Constitutional restrictions

However, it has not been so successful in attracting foreign partners. This is mainly because of constitutional restrictions on foreign ownership of the state’s natural resources. Project Kuwait, the landmark upstream initiative to bring in IOCs, has failed to get off the ground because of objections from the National Assembly (parliament).

The oil sector has had to do what it can within these constitutional limits. It has several technical service agreements with IOCs and is hoping to turn these into more developed enhanced technical service agreements that will provide for greater IOC input without breaking the law. In the long term, it is uncertain whether the 4 million-b/d target for 2020 can be met without further foreign involvement.

Where it can work with foreign partners unhindered, KPC has done so with much success. The Equate Petrochemical Company, a joint venture in which KPC affiliate Petroleum Industries Company (PIC) and the US’ Dow Chemical Company each have 42.5 per cent stakes, has made Dow the largest foreign investor in Kuwait and put the state on the petrochemicals map. The relationship has been developed further, with PIC expected to buy half of Dow’s interests in five operating areas later this year. Overseas, KPC has been successful in forming downstream joint ventures in the Far East.

Like most NOCs, KPC has had to adapt to rising construction costs, and the budget estimates for some projects have doubled. It has approached the issue by introducing more flexibility in contracting terms. In 2007, KOC launched its enhanced EPC contract model, which spreads contract risk more evenly.

KNPC succeeded in letting contracts for the massive Al-Zour refinery scheme through its own internal tender committee rather than the more stringent Central Tenders Committee. As a result, it was able to award the main contracts on a cost-reimbursable basis, attracting more competition and more favourable prices than the original lump-sum tender.
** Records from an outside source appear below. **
PR #70225, opened 2025-10-13
RHDH hardcode platform env vars & establish OCP 4.20

zdrapela:
https://issues.redhat.com/browse/RHDHBUGS-2129

This hardcodes the `IS_OPENSHIFT` and `CONTAINER_PLATFORM` variables to the jobs themselves. The identification of OCP vs K8s dynamically was not reliable, and the `CONTAINER_PLATFORM` had to be decided from the job name.

The `CONTAINER_PLATFORM_VERSION` variable is moved into the jobs too, but is parsed from the `oc`/`kubectl` output.

Move the GKE cluster login, initial setup, and service account creation to the job itself to align with other jobs (which use ephemeral clusters).

Unify CI job configuration and structure it into blocks.

Fix getting the `STATUS_URL_REPORTPORTAL` from `droute`.

This PR will be followed by another one in https://github.com/redhat-developer/rhdh repo.

PR #70527, opened 2025-10-21
RHIDP-9038 - Refactor CI configuration for Red Hat Developer RHDH

gustavolira:
- Updated periodic jobs to include cleanup tasks for AKS and EKS clusters.
- Introduced new periodic jobs for OSD GCP cleanup and operator tasks.
- Refactored existing presubmit jobs to align with new naming conventions and targets.
- Enhanced job specifications with improved resource requests and volume mounts.
- Adjusted cron schedules for various jobs to optimize execution times.

### DIFF
--- a/ci-operator/config/redhat-developer/rhdh/redhat-developer-rhdh-main.yaml
+++ b/ci-operator/config/redhat-developer/rhdh/redhat-developer-rhdh-main.yaml
@@ -11,7 +11,7 @@ releases:
       channel: fast
       version: "4.15"
 resources:
-  '*':
+  "*":
     limits:
       cpu: "2"
       memory: 5Gi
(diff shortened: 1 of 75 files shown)


zdrapela (commented):
If you do want to go this way, I suggest setting the new jobs cron to different time slots than the existing ones. Maybe at 3 am or so. Too many jobs at the same time would eat up the whole cluster pool and cause rate limiting.

Cleanup jobs for EKS and AKS now have the purpose of removing the hanging spot clusters. The current clean up that I see you created would increase the run time of the job without a real benefit.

This appears to have made the state more attractive to contractors.

Survey respondents that have worked with KPC or its subsidiaries say they are generally paid on time, although a few report payment delays of up to three months. One consultant blames “a lack of internal agreement” for the delays it has experienced working with KPC. Others identify slow decision-making as a factor. About 50 per cent of respondents say they have experienced overruns in contract duration, in keeping with the general contracting environment across the region.

The reasons for the delays vary from waiting for equipment to be delivered to the poor productivity of local labour and, in the words of one respondent, “bureaucratic delays leading to wasted man days and higher material costs”.

KPC has arguably made its biggest impression over the past year in the downstream sector. It has a $30bn investment programme that will increase its refining capacity to more than 1.4 million b/d. The development of the 615,000-b/d Al-Zour refinery, one of the biggest grassroots refineries ever built, is a considerable achievement. The planned clean-fuels project to upgrade the existing Mina al-Ahmadi and Mina Abdulla refineries, estimated to be worth $16-18bn, is equally impressive.

KPC’s performance in the development of human resources is generally good, and more than 70 per cent of its staff are nationals. A total of 18,780 staff work at the firm, up from 15,093 a year ago. Staff are well trained and many are sent overseas for advanced technical study.

Generally, Kuwait has a well-run and ambitious oil sector that is in the process of transformation. It has the capital to fund its plans. The challenge going forward will be to find a way of implementing them.